Posteriormente, Augusto César passou a ser investigado pelo próprio órgão de origem, a CGU, por suspeita de envolvimento em irregularidades que derrubaram o então ministro dos Transportes, Alfredo Nascimento, e outros seis membros da cúpula da pasta ligados ao PR, ainda em 2011.
Ao ser indicado para assumir a Diretoria de Administração e Finanças do Dnit naquele mesmo ano, foi “desconvidado” por Dilma devido ao histórico suspeito.
Mesmo após o episódio, Augusto César conseguiu um cargo no setor comandado pelo PR. Em junho de 2015, ele foi nomeado assessor especial de controle interno no Ministério dos Transportes, Portos e Aviação Civil, onde está até hoje.
Por meio da assessoria de imprensa, a EPL negou irregularidades e informou que os critérios de escolha de Alessandra foram técnicos, e não políticos. “Alessandra Campos Carvalho de Souza é uma profissional qualificada, com ampla experiência na administração pública”, disse, por meio de nota.
Entretanto, o advogado Antônio Rodrigo Machado, da Comissão de Legislação Anticorrupção da OAB-DF, contesta a informação.
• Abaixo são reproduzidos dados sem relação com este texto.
PR #1490, opened 2026-08-27
Run scheduled MRP without billing rows; keep hand-typed quote material costs

sidwebworks:
Two fixes.

**MRP scheduling** — the every-3-hours scheduler built its work list from `companyPlan`, which is only written by Stripe checkout and seeded nowhere. Self-hosted, community and local-dev installs therefore had an empty work list and silently never ran MRP, with a green Inngest run to show for it. It now enumerates `company`; on Cloud, companies with a `Canceled` subscription are skipped (the weekly job deletes those). The selection rule is a pure function with unit tests, and the scheduler warns when the list comes back empty. (`weekly.ts` was checked too — it already enumerates `company` and its deletion pass is Cloud-gated.)

**Quote material costs** — every quote method mutation re-derived each "Purchase to Order" material's unit cost from supplier price breaks, so a cost typed in the BOM editor was saved and immediately overwritten in the same request (only where the item had a `supplierPart` row). `quoteMaterial.unitCostSource` (`system`/`manual`) now records the cost's origin, and a manual cost wins everywhere a buy cost is resolved via the shared `resolveBuyUnitCost` (app + edge runtime). Existing rows are deliberately not backfilled — the overwrite already ran on them, so marking them manual would freeze a supplier-derived number. The migration recreates the `quoteMaterialWithMakeMethodId` view (a view's `SELECT *` is frozen at creation) and the two `get_quote_methods` readers.

**Verification**
- `pnpm --filter @carbon/jobs test` — 496 passed, incl. 6 new `selectCompaniesForMrp` tests
- `turbo typecheck --filter=erp --filter=@carbon/jobs` — clean
- `pnpm run lint` — clean
- Migration applied on local dev DB; column present on table, view, and both functions

Note: generated types/swagger were updated for the new column only; a stray local schema (in-flight batching branch) was kept out of the regen.

## Summary by CodeRabbit

* **New Features**
  * Quote materials now distinguish between system-calculated and manually entered unit costs.
  * Manually entered costs remain unchanged when quantities or supplier pricing change.
  * Material copies and quote revisions preserve cost-source information.

* **Bug Fixes**
  * Scheduled MRP runs now include eligible companies even when plan records are unavailable.
  * Cancelled Cloud subscriptions are excluded from planning, while other companies continue to be processed.
  * Improved MRP reliability for large company lists and data-fetch failures.
  * Added validation to prevent missing or invalid cost-source values.

### DIFF
--- a/.claude/rules/mrp-system.md
+++ b/.claude/rules/mrp-system.md
@@ -18,10 +18,22 @@ Deno edge function** — NOT Trigger.dev, and not inline in the app server.
 
 1. **Scheduled job** — `packages/jobs/src/inngest/functions/scheduled/mrp.ts`.
    `inngest.createFunction({ id: "mrp", retries: 2 }, { cron: "0 */3 * * *" }, …)`
-   — every 3 hours. Fans out **per company**: selects all rows from `companyPlan`
+   — every 3 hours. Fans out **per company**: selects all rows from `company`
    and, for each, calls `serviceRole.functions.invoke("mrp", { body: { type:
    "company", id, companyId, userId: "system" } })`. There is no location-scoped
    cron — only company-wide.
+
+   It enumerated `companyPlan` until 2026-08-26. MRP is not in `FEATURE_PLANS`,
+   so that was never a billing gate — just a convenient list of companies — but
+   the table is only written by Stripe checkout and is seeded nowhere, so every
+   self-hosted, community and local-dev install had an empty work list and
+   silently never ran MRP, reporting a green Inngest run. Do not reintroduce it:
+   the work list is `company`, and a company with no plan row must still run.
+   On **Cloud only**, companies whose `stripeSubscriptionStatus` is `'Canceled'`
+   are skipped, because `weekly.ts` deletes those. The selection rule is the pure
+   `selectCompaniesForMrp` (`scheduled/mrp-companies.ts`), unit-tested in its
+   sibling `.test.ts`; the scheduler logs a `warn` when the list comes back
+   empty, so "no work" can never again look like "worked fine".
 
 2. **Manual trigger** — POST `apps/erp/app/routes/api+/mrp.ts` (permission
    `update: "inventory"`). Reads `?location` query param; calls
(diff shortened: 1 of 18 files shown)


sidwebworks:
Addressed in 04472d65d6 — three of the five taken, two skipped with reasons.

**Fixed**

- **Paginate both MRP reads** — real, and the same bug class as the PR itself. `max_rows = 1000` is set in `config.toml`, and the sibling `weekly.ts` already pages for exactly this reason. Both reads now use `fetchAllFromTable` with a stable `.order("id")` (paging without an ORDER BY is not deterministic). The dev stack doesn't enforce the cap, so a dropped tail would have been invisible locally.
- **Throw on company-enumeration failure** — real. Returning made the step succeed having planned for nobody and never spent the two configured retries. A failed `companyPlan` read still doesn't throw: it leaves `plans` null and plans for everyone, which is the fail-safe direction.
- **Manual-cost race in both quote forms** — real, and a genuine miss. The `unitCostSource` guard read the value captured when the callback was built, so a cost typed while the `itemCost` and price-break lookups were in flight got overwritten when they resolved. The functional updater now re-checks against current state. Same bug the PR is about, reached a different way.

**Skipped**

- **`enum` on `unitCostSource` in `swagger-docs-schema.ts`** — that file is generated: `pnpm generate:swagger` dumps PostgREST's own OpenAPI output verbatim, so a hand-added enum is reverted on the next regen (and AGENTS.md forbids editing generated schema). PostgREST emits `enum` only for real Postgres enum types; this column is `TEXT` + CHECK, matching the sibling `quoteLinePrice.priceSource` from July, which appears in the same file as a bare `type: "string"`. The generated output is correct for the actual schema.
- **`priceMap` validation in the MCP dispatch path** — the throw is real (`priceMap[itemId]` on null), but it's pre-existing and not introduced here: `shared_lookupBuyPriceFromMap` is already exposed with the identical untyped `priceMap: {}` schema. The root cause is that `scripts/generate-mcp.ts` sweeps pure exported helpers out of `*.service.ts` into the tool surface — `resolveBuyUnitCost` is classified `WRITE` with `companyId` injected, despite taking no client and doing no I/O. Worth fixing at the generator rather than patching one call site, and there's no tenancy or write impact (pure function). Filed separately.

Verification: `@carbon/jobs` tests 496 passed, typecheck clean on `erp` + `@carbon/jobs`, lint clean.

PR #1530, opened 2026-08-31
fix(accounting): take the refresh rate from the document, not the request

BettrCallRaul:
> Stacked on #1526 — it uses `resolveCurrencyAndRate`, introduced there. Base will need retargeting to `main` once #1526 merges.

## Problem

The six `*.exchange-rate` routes read `currencyCode` from the posted form, look up **that** currency's rate, and write only `exchangeRate` — never `currencyCode`. A crafted POST can therefore stamp one currency's rate onto a document that keeps its own code.

Posting `SEK` to a USD invoice left it denominated in USD at SEK's rate of 11.24, which mispriced every line through the `converted*` generated columns. Found while verifying #1527.

The UI always posts the document's own currency (e.g. `QuoteProperties.tsx:438-447`), so this behaves as a refresh in practice. That is what makes it worth closing rather than living with — the parameter carries no information the server does not already have.

## Fix

Every one of these routes already loads its document for the locked check, so the currency is read from there and the form is no longer parsed at all. The lookup goes through `resolveCurrencyAndRate`, so a refresh cannot install a zero or missing rate either.

## Verification

Typecheck and lint clean. The client-supplied value is now ignored by construction — no route calls `request.formData()` any more.

Runtime re-test of the SEK-onto-USD POST is **not** done: the browser extension disconnected mid-verification. The pre-fix reproduction was confirmed on a local stack (USD invoice ended at rate 11.24); the post-fix confirmation is outstanding and I'll add it here once I can drive the app again.

### DIFF
--- a/apps/erp/app/routes/x+/purchase-invoice+/$invoiceId.exchange-rate.tsx
+++ b/apps/erp/app/routes/x+/purchase-invoice+/$invoiceId.exchange-rate.tsx
@@ -3,7 +3,7 @@ import { requirePermissions } from "@carbon/auth/auth.server";
 import { flash } from "@carbon/auth/session.server";
 import type { ActionFunctionArgs } from "react-router";
 import { redirect } from "react-router";
-import { getCurrencyByCode } from "~/modules/accounting";
+import { resolveCurrencyAndRate } from "~/modules/accounting";
 import {
   getPurchaseInvoice,
   isPurchaseInvoiceLocked,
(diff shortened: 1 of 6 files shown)


BettrCallRaul:
Runtime verification is now done — the outstanding item in the PR description is closed.

On a local stack with a EUR-base company, posting `currencyCode=SEK` to a sales invoice denominated in USD:

- **Before the fix:** the invoice ended at `currencyCode` USD with `exchangeRate` 11.24 — SEK's rate stamped onto a USD document, mispricing every line through the `converted*` columns.
- **After the fix:** the invoice stays at USD @ 1.085, header and line, with `convertedUnitPrice` 1,953,000 (1,800,000 × 1.085). The posted currency is ignored.

The legitimate path still works: the refresh button in the properties panel behaves as before, since the server now reads the currency the UI was already sending.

Há uma presunção de imoralidade na contratação de parentes para cargos de confiança dentro de órgãos ou esferas públicas vinculadas. Há um impedimento, ainda que eles tenham qualificação técnica".
Antônio Rodrigo Machado, da Comissão de Legislação Anticorrupção da OAB-DF
A reportagem não conseguiu contato com Andrea Vieira Andreis, Hideraldo Carón, Augusto César Carvalho Barbosa de Souza e Alessandra Campos Carvalho de Souza para comentar o caso.